Back to Hialeah he went, sprints, then lunges all over again. Reyes continued playing with the Federal League, with no feasible end in sight. But at that point, he felt hungrier than he ever had. His velocity was steadily increasing, now up to 96 mph -- touching 98 at times.
"I guess my arm got used to all the work after all those years of stretches and throwing," Reyes said. "My arm just started getting super loose out of nowhere."

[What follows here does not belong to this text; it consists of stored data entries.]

PR #10929, opened 2023-10-04
Draft: importSVG: handle viewBox in mm

Roy-043:
Forum topic:
https://forum.freecad.org/viewtopic.php?t=81696

### DIFF
--- a/src/Mod/Draft/importSVG.py
+++ b/src/Mod/Draft/importSVG.py
@@ -820,18 +820,16 @@ class svgHandler(xml.sax.ContentHandler):
                 if 'width' in data \
                         and 'height' in data \
                         and 'viewBox' in data:
-                    vbw = float(data['viewBox'][2])
-                    vbh = float(data['viewBox'][3])
-                    w = attrs.getValue('width')
-                    h = attrs.getValue('height')
-                    self.viewbox = (vbw, vbh)
                     if len(self.grouptransform) == 0:
                         unitmode = 'mm' + str(self.svgdpi)
                     else:
                         # nested svg element
                         unitmode = 'css' + str(self.svgdpi)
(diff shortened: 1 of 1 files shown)


yorikvanhavre:
LGTM!

nmschulte:
With this change, an SVG (created in Inkscape) that imported as I would expect in versions prior, now imports as ~3.77x the size.

image

image


```svg
<?xml version="1.0" encoding="UTF-8" standalone="no"?>
<!-- Created with Inkscape (http://www.inkscape.org/) -->

<svg
   width="540mm"
   height="120mm"
   viewBox="0 0 540 120"
   version="1.1"
   id="svg5"
   inkscape:version="1.2.2 (b0a8486541, 2022-12-01)"
   sodipodi:docname="test.svg"
   xmlns:inkscape="http://www.inkscape.org/namespaces/inkscape"
   xmlns:sodipodi="http://sodipodi.sourceforge.net/DTD/sodipodi-0.dtd"
   xmlns:xlink="http://www.w3.org/1999/xlink"
   xmlns="http://www.w3.org/2000/svg"
   xmlns:svg="http://www.w3.org/2000/svg">

<!-- ... -->

</svg>
```

Roy-043:
@nmschulte without an actual file there is not much we can do with your report.

nmschulte:
@Roy-043, no worries; here's an example: a 100 mm x 100 mm canvas w/ a 50 mm x 50 mm un-stroked red filled square.
drawing
(zipped in case GitHub does something peculiar with the SVG: [drawing.zip](https://github.com/FreeCAD/FreeCAD/files/13061282/drawing.zip))

When I import into `main` with this commit:
image

When I import into `main` with this commit reverted:
image

PR #10931, opened 2023-10-04
Draft: Update the Plane class (step 2)

Roy-043:
Related issue:
#5603.

Previous PRs:
#10766
#10838

The remaining Plane class functions have been processed (some are unchanged):

`setup`
* Updated to use new functions.
* The `direction` etc. arguments are never used AFAICT.
* Added `from draftutils import gui_utils`.

`reset`
* Unchanged.

`setTop`
* Calls `super().set_to_top()`. That function does not use `align_to_point_and_axis` but specifies exact vectors for improved accuracy.
* `import FreeCADGui` already happens at the top of the file.
* The code block after `if FreeCAD.GuiUp:` was kept for now.

`setFront`
* Idem.

`setSide`
* This function sets the WP to the left side position, and not to the right side postion as in the Draft_SelectPlane command.
* Idem.

`getRotation`
* Revised.
* The function has an akward name as it returns a Placement.
* The special code for Arch active container is obsolete (was already commented out in other functions).

`getPlacement`
* The `rotated argument` is ignored now. It was only used in the context of the old `placement_from_face` algorithm. See `DraftGeomUtils.placement_from_face` for the new implementation.
* Calls `super().get_placement()`.

`getNormal`
* Basically unchanged.

`setFromPlacement`
* Revised to call `super()` functions.

`inverse`
* Unchanged.

`save`
* Unchanged.

`restore`
* More compact code, but basically unchanged.

`getLocalCoords`
* Calls `super().get_local_coords()` which does not rely on Draft code, but creates a matrix and returns `mtx.inverse().multVec(point)`.

`getGlobalCoords`
* Calls `super().get_global_coords()` which creates a matrix and returns `mtx.multVec(point)`.

`getLocalRot`
* Calls `super().get_local_coords()`.

`getGlobalRot`
* Calls `super().get_global_coords()`.

`getClosestAxis`
* Calls `super().get_closest_axis(vec)` which translates the vector to the WP coordinate system and then finds the closest axis by comparing the absolute coordinates of the vector.

`isGlobal`
* Not used anywhere AFAICT.
* Calls `super().is_global()` which also checks the `position` attribute.
* As before the function works without any tolerance.

`isOrtho`
* Not used anywhere AFAICT.
* The original algorithm did not work properly (there was a comment). All angles were measured relative to the global Y axis. If the WP was randomly rotated around that axis the function would still return `True`. The new algorithm, `super().is_ortho()`, uses rounded Yaw, Pitch and Roll angles to check for orthogonality.

`getDeviation`
* Not used anywhere AFAICT.
* Unchanged.

`getParameters`
* Calls `super().get_parameters()` which uses the local `_get_prop_list` function.

`setFromParameters`
* Calls `super().set_parameters()` which uses the local `_get_prop_list` function.

`_get_prop_list`
* Function used internally. Returns a list of attribute.

### DIFF
--- a/src/Mod/Draft/WorkingPlane.py
+++ b/src/Mod/Draft/WorkingPlane.py
@@ -40,6 +40,7 @@ import lazy_loader.lazy_loader as lz
 import FreeCAD
 import DraftVecUtils
 from FreeCAD import Vector
+from draftutils import gui_utils
 from draftutils import utils
 from draftutils.messages import _wrn
 from draftutils.translate import translate
@@ -881,7 +882,7 @@ class Plane(PlaneBase):
         """Set up the working plane if it exists but is undefined.
 
         If `direction` and `point` are present,
-        it calls `alignToPointAndAxis(point, direction, 0, upvec)`.
+        it calls `align_to_point_and_axis(point, direction, 0, upvec)`.
 
         Otherwise, it gets the camera orientation to define
         a working plane that is perpendicular to the current view,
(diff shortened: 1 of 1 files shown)


yorikvanhavre (approved):
didn't try it live yet but so far so good! Let's merge and see :)

PR #10932, opened 2023-10-04
Clang-tidy: enable check google-explicit-constructor

wwmayer:
Currently this check isn't enabled but when pushing a PR then the lint checker warns about non-explicit constructors which is a bit annoying because the PR must be updated to fix the warning or in most cases it won't be fixed at all.

By enabling this check the developer already sees the warning before pushing a PR.


chennes:
Good idea, thanks.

His representative, Christian Perez, a former high school teammate, reached out to a scout with the White Sox, convincing him to observe a bullpen session. The scout was blown away by Reyes' velocity. Perez then contacted scouts from the Angels and Marlins, who were equally wowed.
Scouts then showed up to the Federal League in droves, ready to see if an obscure Sunday leaguer who had pitched less than a game's worth of competitive baseball in the past five seasons actually had what it takes to get drafted into the Major Leagues.
Evidently, this Sunday leaguer did.
"I think there's a lot of excitement," Angels scouting director Matt Swanson said. "It's a very old-school way of scouting a player [when] there's so much information these days."
Reyes was drafted with the 631st overall pick in the 2018 MLB Draft. Had you told that fact to his coaches from high school after Reyes' labrum tear in 2013, as he was coming in every other day, struggling to merely throw the ball, they wouldn't have believed you.
"No way," said Carlos Garcia, then-assistant coach, now head coach, for Hialeah Gardens High School. "I get goosebumps just thinking about it right now. It just shows my young guys now that anything is possible, as long as you put your mind and your hard work to wanting to get it done."
If you had told Reyes, he'd express the same disbelief.
After all of that, Reyes had to have been excited to get drafted by a Major League team, right? Not really. Just 30 minutes after he was selected in the 21st round, there he was, on the track of Hialeah Gardens High School, getting in his throws, just like he had since '13.
"I was like, 'What the hell, he just got drafted,'" Garcia said. "Me, Carlos Garcia, I would have been celebrating. He's like, 'Nah, coach.' Instead of partying or celebrating, he came to his alma mater to throw, run and continue to do what he's been doing to get to this point right now."
"I'll be happy when I get to the big leagues," Reyes said. "At any moment, in this game, you could get released. I still have to be focused. My main goal is not to be drafted; my main goal is to make it to a Major League team, make it in the big leagues. The day that I'm in Angel Stadium, on the hill, pitching, with my jersey on, is when I'll be excited."